Tuesday, January 28, 2014

Emotional Storms

One of the biggest blessings in my life right now is my Family and Marriage Counseling class. God's timing is so graciously perfect because this class is exactly what I need right now. Let me explain. I have been battling stress - big time. The smallest tasks seem monumentally difficult for me. I am easily overwhelmed and I get frustrated over nothing.

After reading my textbook last week, I found out that I am in an "Emotional Storm." It's a place in life where simple emotions seem complex and difficult. My text describes 6 causes of emotional storms - mine is transition. Transition from single to married life. Transition from working at a Chick-fil-A that's been open and established for a couple of years to a brand new one. Transition from living in an apartment to being a home owner.
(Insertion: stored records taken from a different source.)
PR #18, opened 2023-02-06
[BIOIN-803] Script to clean DeepVariant gVCF before joint calling 

ilyasoifer:


ugvc/joint/cleanup_gvcf_before_calling.py
```diff
@@ -0,0 +1,95 @@
...
+                    else:  # (tmp.samples[0]['GT']==(None,None)):
+                        count_skipped += 1
+                        continue
+                    buffer_chrom = ""
+                    buffer_span = 0
+                called_var_in_buffer = False
+            # now for the new deletion
+            dels_in_rec = pu.is_deletion(rec)
+            lens_in_rec = pu.indel_length(rec)
+            del_lens = [lens_in_rec[i] for i, x in enumerate(dels_in_rec) if x] + [0]
```
gilhornung: Instead of using the list, do the max operation here

gilhornung (approved):
Minor comment

ugvc/joint/cleanup_gvcf_before_calling.py
ilyasoifer: done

Transition of schools, transition of majors. In the past two years, I have experienced 5 major transitions. No wonder life seems a bit overwhelming!

Living in an emotional storm has made me feel powerless. I feel like I have no control over my stress, no control over my reactions to stress. I have felt weak, and I have felt weak about being weak. Know what I mean? Seeing ourselves overwhelmed can be frustrating. We think to ourselves, "Seriously, Sarah, this isn't that hard." Or "Of all things, that's what made you angry?" We beat ourselves up for not being able to control our reactions. We tell ourselves we're better than this. We tell ourselves we're being silly or petty.
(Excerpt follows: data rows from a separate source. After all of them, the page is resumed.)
PR #19, opened 2023-02-06
Doronst/bio 896/report improvements

doron-st:
Mostly refactoring and change to vcfeval metrics
Report cotent changes:
* Calculate TP/FP/FN from base/call columns
* Calculate max_recall by reducing only (base=FN, call=NA) from total true variants
* Added "# initial fn" to performance dataframes
* Added option for model_name in input_params
* Refactoring into reusable functions
* Add verbosity parameter that controls report detail level


doron-st:
I added the high h-mers, perhaps not right for this PR.
Can revert if we want

.github/workflows/python-package-conda.yml
```diff
@@ -61,5 +61,6 @@ jobs:
       - name: Test with pytest
         run: |
           conda activate genomics.py3
+          export PYTHONPATH=$(pwd)
```
ilyasoifer: Why is this needed?

test/unit/comparison/test_vcf_pipeline_utils.py
```diff
@@ -26,7 +27,10 @@ def test_fix_errors():
     )
 
     # (None, TP) (None,FN_CA)
-    assert df[(df["call"].isna()) & ((df["base"] == "TP") | (df["base"] == "FN_CA"))].size == 0
+    pd.set_option("display.max_columns", None)
+    take = df[(df["call"].isna()) & ((df["base"] == "TP") | (df["base"] == "FN_CA"))]
+    print(take)
```
ilyasoifer: Print - might be my fault, sorry

ugvc/comparison/comparison_pipeline.py
```diff
@@ -8,181 +8,164 @@
...
+            self.call_sample,
+            self.truth_sample,
+            self.ignore_filter,
         )
-        output_prefix = f"{output_prefix}.vcfeval_concordance"
-    else:
-        vpu.run_genotype_concordance(
+        annotated_concordance_vcf = self.vpu.annotate_tandem_repeats(concordance_vcf, self.ref_genome)
+
+        high_conf_calls_vcf = self.vpu.filter_bad_areas(
```
ilyasoifer: I think we can remove the option of deleting the runs (left from the past)

ugvc/comparison/vcf_pipeline_utils.py
```diff
@@ -19,27 +21,47 @@
 
 
 class VcfPipelineUtils:
+
```
ilyasoifer: Empty line before docs and docs are not quite informative (probably also my fault somehow)

ugvc/comparison/vcf_pipeline_utils.py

If little things are setting you off, it's probably not little things that are setting you off. It's little things that are bringing out the emotions you're trying to swallow. I had to sit down and come up with all of my big and little emotions. (My book describes them as primary and secondary emotions.) Let me give you an example:

Secondary (little) emotions: frustration, exhaustion, annoyance
Primary (big) emotions: fear (mostly in the form of worry), anger, and powerlessness

When we reach down deep and are honest with ourselves about what we feel, we sometimes see some ugly stuff. I didn't know I was angry. I didn't know I worried as much as I do. The beautiful part about primary emotions is that recognizing them is the first step towards healing. You can't find an antidote without knowing the poison, right? My easiest emotion to heal was powerlessness, because it is rooted in truth. Yes, I am powerless. I am a sinner. I am designed to mess up - it's part of human nature. I am powerless against the elements, powerless against events in my life, powerless against the attacks of Satan, when I try to do it all alone. But I don't have to do it alone. God allows us to be powerless so that He can be powerful. He allows us to be needy so we can turn to Him. We can do ALL things THROUGH CHRIST! I am not powerless against my stress. I am not powerless against my exhaustion.

I would guess that one of the worst emotions associated with stress is powerlessness - because we feel that whatever is creating our stress is outside of our control. I know I can't be the only person out there watching life fly by at a billion miles per hour. I know I'm not the only one grasping at anything to hold on to - anything that we can control. I'm not a particularly controlling person (or at least I like to think so) and I'm struggling with that. To my friends who are stressed out, feeling powerless, feeling alone, feeling bombarded, know that you are not alone. Whatever your primary feelings are, and whatever the reason is that you're feeling them, please know that you are not powerless against them. Christ knows the depth of our hearts, and He knows what you need to heal. Seek Him and He will provide a way out. 1 Corinthian 10:13 says that God always provides a way out - He never makes us endure more than we can bear. You don't have to be overwhelmed or controlled by your emotions. You are not powerless against them.

By the way, my "textbook" is just a regular, Christ-centered book that I highly recommend to anyone who wants to know more about themselves. It's called Why You Do The Things You Do and it's by Dr. Tim Clinton and Dr. Gary Sibcy.